Problem: Too many classes are spellcasters.

1. Rangers and Paladins become non-spellcasters. Provide them abilities instead.
2. Re-work the Sorcerer to make it a more interesting full-caster option to the Wizard.
3. Make the Druid a half-caster. The "nature caster" is already covered by the Nature Cleric. Beef up cool abilities.
4. Nuke the Bard from orbit. Nobody cares about you and your lutes.

This has some good ideas (except for the last one), but to expand on it:
  1. Fewer Full Casters: Let Wizards and Clerics rock the full caster list. Like Snarf says, let Druids be half-casters and fill out the rest of the class with interesting features.

  2. Use Warlock-style casting more: The Warlock was a great concept, and it sucks that they didn't use the chassis for other casting classes. Bard immediately springs to mind as a great "shot rest caster", and maybe Paladin if you want to keep their spellcasting abilities (plus the invocation system would work well at modeling cool Paladin stuff).

  3. Eliminate 1/3rd Casters: Largely for martial gishes, but really I'd rather just simplify the spell growth by making them half-casters and give the non-spellcaster archetypes a boost all around.

  4. Nerf spells a bit: Honestly, let's put a bit more balance on the spells. I know they deliberately unbalanced some spells to make them feel "classic", but I think pulling a bit back on upper-level spells would do the game good.

  5. Model Martials around the Monk: What I mean by this is to give Martials a small bit of spendable resources across all archetypes. I honestly think Ki was a really well-done concept overall: something that gave the monk some options without being a huge bookkeeping problem or creating unnecessary complexity. I think the Fighter, Ranger, and Barbarian could definitely benefit a bit from such things, especially for the Ranger as a substitute for spells. The one thing I would do is to have the resource recover like Grit, the resource Matt Mercer created for his Gunslinger class. Giving Martials a way to recover some resources in combat was a great idea, and you could have both universal ways (get some back on a 20 or on a kill) and more classic-specific ways.

  6. Create a scaling Quick Rest: The problem @Dausuul describes is a real one, and 30 minute (For the monk)/1 Hour short rests can really kill the pacing of an adventure, while having too many can turn things towards Nova-ing for quick rest classes. I saw this idea described on rpg.net and given that I'm trying to pitch a bunch of new short-rest classes, I think it's a good balance: the first rest is a 5 minute one, the second is 10-15 minutes, the third is 30 minutes, and any rest after that is 1 hour.

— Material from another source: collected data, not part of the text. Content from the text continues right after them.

PR #9921, opened 2024-02-10
Desktop: Fixes #8907: Fix sync spins for about 30 seconds before failing when offline (Joplin Cloud and other network sync)

### LINKED ISSUE #8907: Joplin Server sync spins forever on DNS lookup failure
I have a Joplin Server instance running on my home LAN.  It has an internal DNS name which is not resolvable on the public internet.  This works fine when I am at home.

When I am on a public wifi connection, the Joplin Mac client fails to resolve the internal DNS name (as expected).  But rather than quickly noticing this problem and giving up, Joplin gets stuck in an endless loop retrying.  It also doesn't let me manually cancel the sync operation; it just gets stuck on "Cancelling..." when I click that button:

image

This consumes a lot of CPU/battery, it makes my Macbook warm to the touch, and it keeps trying to resync when I edit a note.  It is not an ideal user experience.  I would not want to keep Joplin running in this state while e.g. on an airplane with no charger.

I would suggest doing the following: if the OS indicates that the internet connection is good, and the DNS name fails to resolve, then Joplin should retry just a couple of times over the next 10 seconds or so.  If it still can't resolve the host, indicate that to the user and *wait* for the user to manually re-initiate a sync operation (or for the network connection to change).  Joplin should not be trying to auto-resync every few minutes if it knows that there's a DNS resolution issue.

The problem is trivially reproducible using the following settings:

image

My Joplin client is:

```
Joplin 2.12.17 (prod, darwin)

Client ID: 100cf434c70a424a8811e0715737793d
Sync Version: 3
Profile Version: 43
Keychain Supported: Yes

Revision: b9cb9e4

Outline: 1.3.1
```

personalizedrefrigerator:
# Summary

Prevents sync logic from retrying when fetch fails with errors that indicate the user is likely offline.

Fixes #8907.

See also https://github.com/node-fetch/node-fetch/issues/1243

# Notes

- Although I have not yet tested this pull request on Windows, I have verified that `EAI_AGAIN` errors are also emitted when unable to connect to Joplin Server/Cloud.
- In a separate pull request, it might make sense to add logic to allow cancelling `tryAndRepeat` and `shim.fetchWithRetry` during sync.

# Testing

1. Start Joplin in dev mode
2. Set the sync target to Joplin Cloud
3. Verify that Joplin can't connect to a dev instance of Joplin Cloud
4. Sync
    - Verify that sync fails quickly
6. Start a local instance of Joplin Server
7. Set the sync target to Joplin Server
8. Sync
    - Verify that sync is successful
9. Set the sync target to OneDrive
10. Close Joplin and go offline
11. Start Joplin and sync
    - Verify that sync stops immediately
12. Go online
13. Sync
    - Verify that sync works

This has been tested successfully on Ubuntu 23.10.

### DIFF
--- a/packages/lib/file-api.ts
+++ b/packages/lib/file-api.ts
@@ -67,6 +67,9 @@ function requestCanBeRepeated(error: any) {
 	// so not repeating means there will be less noise in the log.
 	if (errorCode === 'failSafe') return false;
 
+	// If retrying the request was already attempted and failed elsewhere,
+	if (error.isJoplinFetchRetryFailure) return false;
+
 	return true;
 }
 
--- a/packages/lib/file-api.ts
+++ b/packages/lib/file-api.ts
@@ -67,8 +67,10 @@ function requestCanBeRepeated(error: any) {
 	// so not repeating means there will be less noise in the log.
 	if (errorCode === 'failSafe') return false;
 
-	// If retrying the request was already attempted and failed elsewhere,
-	if (error.isJoplinFetchRetryFailure) return false;
+	// Prevents unnecessary retries when offline.
+	if (!shim.fetchRequestCanBeRetried(error, true)) {
+		return false;
+	}
 
 	return true;
 }
--- a/packages/lib/shim.ts
+++ b/packages/lib/shim.ts
@@ -145,8 +145,8 @@ const shim = {
 	// Node requests can go wrong is so many different ways and with so
 	// many different error messages... This handler inspects the error
 	// and decides whether the request can safely be repeated or not.
-	fetchRequestCanBeRetried: (error: any) => {
-		if (!error) return false;
+	fetchRequestCanBeRetried: (error: any, retryUnknownErrors = false) => {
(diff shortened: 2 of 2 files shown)


laurent22:
I'd rather we don't change this. If the connection is gone only for a short time it's good the app keeps retrying, even for 30 seconds.

personalizedrefrigerator:
> I'd rather we don't change this. If the connection is gone only for a short time it's good the app keeps retrying, even for 30 seconds.

In that case, an alternate approach to addressing https://github.com/laurent22/joplin/issues/8907 could be to make fetch retries cancelable from the UI.

I'm closing this for now. (If you would rather I don't work on this, please let me know!)

laurent22:
> In that case, an alternate approach to addressing #8907 could be to make fetch retries cancelable from the UI.

It would be an improvement but it wouldn't solve the original issue because sync will resume again after x minutes. I'm more curious as to why a failed sync would consume a lot of CPU/battery. Is that true? In which case maybe that's what we need to address.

You can tweak the numbers a bit, but that allows for a quicker-paced game while disincentivizing too much resting.

  7. Just integrate feats as standard already: Feats in 5E are conceptually good, but a bit wonky in execution: you have a great deal of variance between the good and the bad, along with the fact that Feats are competing with the rare stat-increase for a spot. This always seemed like a bad choice, especially in a game with such low stats to begin with, which is why I typically gave my players a free feat from the start to give their character a bit of customization. Also balance the feats a bit better and add some more (though not too many).

  8. Streamline Skills: Gonna steal a few things from PF2 here, but they're easy to integrate. First, cut out Investigation and just combine it into Perception, and give everyone Perception: I've seen very few players who don't want to find things. If you are desperate to have certain classes see things better, than maybe you can give a class-based bonus.

    Secondly, clean up the skill list a bit. Let's also combine Animal Handling and Nature. Either get rid of Performance or turn it into something distinct, because having it as well as your instrumental tool proficiency has just been a weird debate for ages. I'd honestly suggest turning it into "Charm", where you are able to carouse and orate, while Persuasion a more logical reasoned approach (I might also make that an Int skill just to distinguish the different approaches).

    Third, every class gets their important skill. Wizards get Arcana because they are wizards, Clerics get Religion because they are Clerics, Rangers finally get Nature and Survival because that's what they are supposed to be good at. Fighters can have choice of Acrobatics or Athletics, etc. It's not like classes get a bunch of skills to begin with, nor that having more skills for classes would break the game.

  9. Remove the Bonus Action: Mike Mearls has commented on this, and given how it's become something of a bottleneck for certain classes, I think it's just best to eliminate it. You have two weapons? You get a second attack with the offhand in your Attack Action. Bonus action spell? It attaches to an Action. Mearls goes into his own thoughts here, which might well be smarter but also would require more explanation and I just have not come up with anything more complex than what I've already stated so far.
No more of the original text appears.